Spironolactone prevented aldosterone-salt-induced oxidative stress as well as vascular infiltration of monocytes, macrophages, and lymphocytes in mice (Kasal et al., 2012) and rats (Nakano et al., 2005). Regarding vascular function, eplerenone blunted the aldosterone-induced increase in large artery stiffness, pulse pressure and the carotid elastic modulus (Lacolley et al., 2002). Spironolactone reduced cardiac inflammation and oxidative stress induced by aldosterone treatment (Sun et al., 2002) and eplerenone prevented aldosterone-dependent cardiac fibrosis (Nebme et al., 2006).

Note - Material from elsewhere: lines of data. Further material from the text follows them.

PR #2193, opened 2026-08-24
docs(adr-045): Amendment 3 — caller-owned property strings survive agent-mode empty-drop

ohdearquant:
Amendment 3 to ADR-045: in Agent mode, empty strings nested under a record's `properties` object are preserved; the empty-string drop continues to apply everywhere else.

A key under `properties` exists only because a caller wrote it, so an empty string there is data — it distinguishes "set to empty" from "absent or deleted". Under the unamended rule, the echo of an update that sets a property to `""` omits the key entirely and a successful write reads as a deletion (#1995). The token-economy rationale is unaffected: nothing machine-generated is reintroduced.

Scope stated explicitly: empty arrays and objects under `properties` stay dropped; callers distinguishing those cases read `format=json` or `presentation=verbose`. Extending the carve-out to container values is a separate decision.

Companion code change: #2164.


ohdearquant (commented):

Verdict on head 05de7ea1a15676c5e0a855d92d687fc02658cc06: REQUEST-CHANGES, 2 blocking findings. Finding details are delivered to the review's recipients rather than posted here. Do not merge this head while blocking findings are outstanding; a pipeline comment on a newer head supersedes this one.

ohdearquant (commented):

Verdict on head d808d349df1b4e2867448ea0482ec8039af93e68: REQUEST-CHANGES, 1 blocking finding. Finding details are delivered to the review's recipients rather than posted here. Do not merge this head while blocking findings are outstanding; a pipeline comment on a newer head supersedes this one.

Spironolactone decreased cardiac fibrosis by blocking the activation of T Helper 17 and the downregulation of regulatory T lymphocytes in DOCA-salt rats (Amador et al., 2014), suggesting that T cells could be involved in aldosterone-induced oxidative stress, because DOCA acts through MR (Guzik et al., 2007).
In angiotensin II-dependent models, spironolactone improved vascular changes and oxidative stress (Virdis et al., 2002), and blocked the hypertensive effects as well as the cardiac fibrosis and oxidative stress (Johar et al., 2006). Using angiotensin II overproducing transgenic mice, the protective effect of spironolactone against hypertensive vascular hypertrophy and remodeling has also been proved (Sakurabayashi-Kitade et al., 2009).
In line with these findings, eplerenone decreased myocardial oxidative stress, fibrosis and inflammation, limiting the transition to HF in a pressure-overload mice model (Kuster et al., 2005). In spontaneously hypertensive rats, early spironolactone treatment also decreased HF development by improving myocardial systolic and diastolic function, and attenuating hypertrophy and fibrosis (Cezar et al., 2015).
Treatment with spironolactone also prevented diet-induced diastolic dysfunction and arterial stiffness in female mice (De Marco et al., 2015). Finerenone improved HFpEF by decreasing LV filling pressure, increasing LV compliance, and prevented coronary endothelial dysfunction in ovariectomized mice (Pieronne-Deperrois et al., 2021).